Effect of Long-Lived Ground-State Diradicaloids on the Photophysics of Semiladder Thiophene-Based Polymer Aggregates for Organic Light-Emitting Transistor Applications

To fully utilize the immense potential of organic light-emitting transistors (OLETs), the mechanism of charge transfer in these devices needs to be better understood. The majority of prior studies have leaned toward understanding either organic light-emitting diodes (OLEDs) or organic field-effect transistors. Recently, there has been an interest in the use of open-shell structures, which have been reported to enhance the spin density that is delocalized along the planar π-conjugated backbone, ultimately affecting their charge transfer and the overall device performance efficiency.
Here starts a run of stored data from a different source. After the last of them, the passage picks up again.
PR #575, opened 2019-10-04
Add the ability to configure an API key when launching in docker.

Pierre-Michard:
- Add the ability to configure an API key when running the conseil API in docker.
- Update the Readme regarding this feature

### DIFF
--- a/README.md
+++ b/README.md
@@ -41,6 +41,7 @@ Conseil Config:
 
 
 * API_PORT - Conseil API port, default: 80
+* API_KEY - Conseil API key, default: conseil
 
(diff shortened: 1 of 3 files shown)


README.md
```diff
@@ -41,6 +41,7 @@ Conseil Config:
 
 
 * API_PORT - Conseil API port, default: 80
+* API_KEY - Conseil API key, default: conseil
```
vishakh: This is good for now but ideally we should take a plural of API keys. Perhaps we can do this under a separate ticket unless @Pierre-Michard feels generous enough to make the change now. :smile:

Pierre-Michard: Sorry, I can't think of an elegant way to configure an array of strings in an env variable.

PR #577, opened 2019-10-07
574 - Shutdown the starting system after retrying if the metadata is not available at init

### LINKED ISSUE #574: Exception in main when starting does not stop conseil process
When starting conseil API in a docker container, we experience the following issue sometimes:
```
conseil.db - Driver does not support get/set network timeout for connections. (Method org.postgresql.jdbc.PgConnection.getNetworkTimeout() is not yet implemented.)
Exception in thread "main" java.util.concurrent.TimeoutException: Futures timed out after [2 seconds]
	at scala.concurrent.impl.Promise$DefaultPromise.ready(Promise.scala:259)
	at scala.concurrent.impl.Promise$DefaultPromise.result(Promise.scala:263)
	at scala.concurrent.Await$.$anonfun$result$1(package.scala:219)
	at scala.concurrent.BlockContext$DefaultBlockContext$.blockOn(BlockContext.scala:57)
	at scala.concurrent.Await$.result(package.scala:146)
	at tech.cryptonomic.conseil.metadata.MetadataService.<init>(MetadataService.scala:30)
	at tech.cryptonomic.conseil.Conseil$.delayedEndpoint$tech$cryptonomic$conseil$Conseil$1(Conseil.scala:83)
	at tech.cryptonomic.conseil.Conseil$delayedInit$body.apply(Conseil.scala:25)
	at scala.Function0.apply$mcV$sp(Function0.scala:39)
	at scala.Function0.apply$mcV$sp$(Function0.scala:39)
	at scala.runtime.AbstractFunction0.apply$mcV$sp(AbstractFunction0.scala:17)
	at scala.App.$anonfun$main$1$adapted(App.scala:80)
	at scala.collection.immutable.List.foreach(List.scala:392)
	at scala.App.main(App.scala:80)
	at scala.App.main$(App.scala:78)
	at tech.cryptonomic.conseil.Conseil$.main(Conseil.scala:24)
	at tech.cryptonomic.conseil.Conseil.main(Conseil.scala)
```
This would not be an issue if it stopped the whole process, since docker compose and kubernetes have the ability to restart a dead container. 

Nevertheless the process continue but does not start the API server, leaving it in a zombie mood.

Would that be possible to find a way to kill the whole process when the main thread dies?

ivanopagano:
closes #574 

As suggested in the issue, the whole process can be stopped if initialization should fail upon metadata pre-fetching.
The user can now pass a new option on the commandline: `-f` or `--fail-fast`.

If such flag is set, the system will stop as soon as the init fails.
The default behaviour is to retry initialization for a given amount of time - set from config at 1 minute - after which the process will stop.
The retries are done with an exponential backoff policy.

## Configuration changes
the `reference.conf` file has now a new entry
```
conseil.startup-deadline
```
which can be overridden in the `conseil.conf` to allow for shorter or longer startup deadlines.

## No Api changes


src/main/scala/tech/cryptonomic/conseil/Conseil.scala
```diff
@@ -31,115 +32,155 @@ object Conseil
     with ConseilOutput {
 
   loadApplicationConfiguration(args) match {
-    case Right((server, platforms, securityApi, verbose, metadataOverrides, nautilusCloud)) =>
+    case Left(errors) =>
```
ba205: You can just have an empty case match with no error handling?

ivanopagano: I'm not sure I get the question...
Are you asking if you're not needed to actually put _some code_ in one of the `case` of the match?
The answer to this is "yes, as long as the return type of all branches of the match are consistent". Here consistent mean that they can be inferred to have a common shared super-type, that will be the return type of the whole match expression.

If the question was another, then I kindly ask you to clarify.

src/main/scala/tech/cryptonomic/conseil/util/Retry.scala
```diff
@@ -0,0 +1,133 @@
+package tech.cryptonomic.conseil.util
```
ba205: This code is extremely readable, wow. We could learn something from this :(

ba205: @vishakh

src/main/scala/tech/cryptonomic/conseil/Conseil.scala
```diff
@@ -31,115 +42,157 @@ object Conseil
...
+
+    nautilusCloud.foreach { ncc =>
+      system.scheduler.schedule(ncc.delay, ncc.interval)(Security.updateKeys(ncc))
+    }
+
+    // This part is a temporary middle ground between current implementation and moving code to use IO
+    implicit val contextShift: ContextShift[IO] = IO.contextShift(executionContext)
+    val metadataCaching = MetadataCaching.empty[IO].unsafeRunSync()
+
+    lazy val transformation = new UnitTransformation(metadataOverrides)
```
ba205: In hindsight, it's not obvious what UnitTransformation means in this context, just from looking at this line of code. Maybe a rename is in order for a different ticket?

src/main/scala/tech/cryptonomic/conseil/util/Retry.scala
ivanopagano: @ba205 please elaborate more, I'm very interested to hear about possible improvements
What you feel here is more readable? What could we borrow as a general approach and use in other parts?

src/main/scala/tech/cryptonomic/conseil/Conseil.scala
ivanopagano: I's curious too, I guess the name is borrowed from math to mean that it will take an existing object and apply a transform that won't change the basic overall metrics (so to speak)?

src/main/scala/tech/cryptonomic/conseil/Conseil.scala
```diff
@@ -31,115 +42,157 @@ object Conseil
...
-          contextShift
-        )
+  }
 
-      tezosPlatformDiscoveryOperations.init().onComplete {
-        case Failure(exception) => logger.error("Pre-caching metadata failed", exception)
-        case Success(_) => logger.info("Pre-caching successful!")
-      }
+  /** Reads configuration to setup the fundamental application services
+    * @param appConfig static configuration as read from files
```
vishakh: Please fix the parameter docs.

src/main/scala/tech/cryptonomic/conseil/Conseil.scala
```diff
@@ -31,115 +42,157 @@ object Conseil
...
-              }
-            )
-          }
+    // this val is not lazy to force to fetch metadata and trigger logging at the start of the application
+    Try(new MetadataService(platforms, transformation, cacheOverrides, tezosPlatformDiscoveryOperations))
+  }
+
+  /** Starts the web server
+    * @param metadataService the metadata information to build the querying functionality
+    * @param appConfig static configuration as read from files
```
vishakh: Please fix the parameter docs.

src/main/scala/tech/cryptonomic/conseil/Conseil.scala
```diff
@@ -31,115 +42,157 @@ object Conseil
...
-        apiKeyTuple =>
-          val apiKey = apiKeyTuple match {
-            case Tuple1(apiKey) => apiKey
-            case _ => None
-          }
+      val retries = if (failFast.on) Some(0) else None
+
+      val serverBinding =
+        retry(maxRetry = retries, deadline = Some(server.startupDeadline fromNow))(
+          initServices(server, platforms, metadataOverrides, nautilusCloud).get
```
vishakh: How come we `get` from the Try returned by `initServices()` and not explicitly handle any errors?

src/main/scala/tech/cryptonomic/conseil/Conseil.scala
```diff
@@ -31,115 +42,157 @@ object Conseil
...
+        ).andThen {
+          case Failure(error) =>
+            logger.error(
+              "The server was not started correctly, I failed to create the required Metadata service",
+              error
+            )
+            Await.ready(system.terminate(), 10.seconds)
```
vishakh: Why is this hard coded to 10 seconds?

src/main/scala/tech/cryptonomic/conseil/Conseil.scala
```diff
@@ -31,115 +42,157 @@ object Conseil
     with ConseilOutput {
 
   loadApplicationConfiguration(args) match {
-    case Right((server, platforms, securityApi, verbose, metadataOverrides, nautilusCloud)) =>
+    case Left(errors) =>
```
vishakh: Instead of writing this out as a code block could we make the running of Conseil a one-line composition of multiple functions? This will make the code a lot clearer to read.

src/main/resources/reference.conf
```diff
@@ -36,6 +36,7 @@ conseil {
   cache-ttl: 15 minutes
   max-query-result-size: 100000
   high-cardinality-limit: 100
+  startup-deadline: 1 minute
```
vishakh: I would recommend a longer deadline. We use this functionality when multiple containers are being brought up together. It's possible the database container might take longer to boot up. How about five minutes?

src/main/scala/tech/cryptonomic/conseil/metadata/MetadataService.scala
```diff
@@ -43,13 +43,13 @@ class MetadataService(
         entities.map(entity => networkPath.addLevel(entity.name))
     }.toSet
 
-    val result = networkPaths.map { path =>
+    val result = Future.traverse(networkPaths){ path =>
```
vishakh: Do I understand correctly that this change makes the code more parallel, i.e. multiple futures are spawned together instead of being spawned sequentially?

These structures tend to have low-lying triplets and small singlet–triplet energy gaps, which are favorable for charge and energy transfer for OLET applications. Open-shell diradicals have been reported to enhance the efficiency of OLEDs by offering intermolecular spin–spin interactions, which lead to σ-aggregation. This σ-aggregation eventually leads to the formation of σ-polymerization, affecting intermolecular stacking and charge transport, which has been useful for OLEDs. However, it is unknown how diradical states affect the efficiency of OLETs. In this study, we utilize both linear and nonlinear spectroscopic techniques to probe the dynamics of diradical states in novel organic thiophene systems. We also utilize computational methods to probe the energies of the electronic states of the diradical systems investigated. For the furan-containing polymer system, we found the formation of long-lived zwitterions. We propose that the formed diradical character with a lifetime of 25 μs lowers the charge transport in the resonant structures, reducing charge transfer and negatively affecting the external quantum efficiency of the thiophene-based OLETs.